Does it apply? No idea… because it’s time for dinner and I can’t be bothered in all honesty 😄.
Conclusion
MCP has a lot of potential and this is one of many different servers out there. As I say, I’m by no means knocking this one, and it is very early days for the tool, but this one didn’t wow me all that much, though granted, a lot of that could be down to my poor prompting.
I think in the next article, I’ll give the Azure MCP server a go!
Glossary of Terms
Caveat - the below was generated with AI as I was feeling lazy!

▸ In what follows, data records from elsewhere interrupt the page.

PR #577, opened 2022-09-29
Integrating igraph_get_k_shortest_paths with python-igraph

sombreslames:
Hello,
This merge request aims to render available within python-igraph the C function igraph_get_k_shortest_paths with python-igraph.

### DIFF
--- a/src/_igraph/graphobject.c
+++ b/src/_igraph/graphobject.c
@@ -5139,13 +5139,13 @@ PyObject *igraphmodule_Graph_get_k_shortest_paths(igraphmodule_GraphObject *
                                                     self, PyObject * args,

AI (Artificial Intelligence)
The simulation of human intelligence processes by machines, especially computer systems. AI includes learning, reasoning, problem-solving, perception, and language understanding.
LLM (Large Language Model)
A type of AI model trained on vast amounts of text data to understand and generate human-like language. Examples include OpenAI’s GPT series and Anthropic’s Claude models.
MCP (Model Context Protocol)
An open standard that allows AI clients (such as code assistants) to access additional functionality from external tools and services in a standardised way. MCP enables interoperability between AI applications and external resources, reducing the need for bespoke integrations.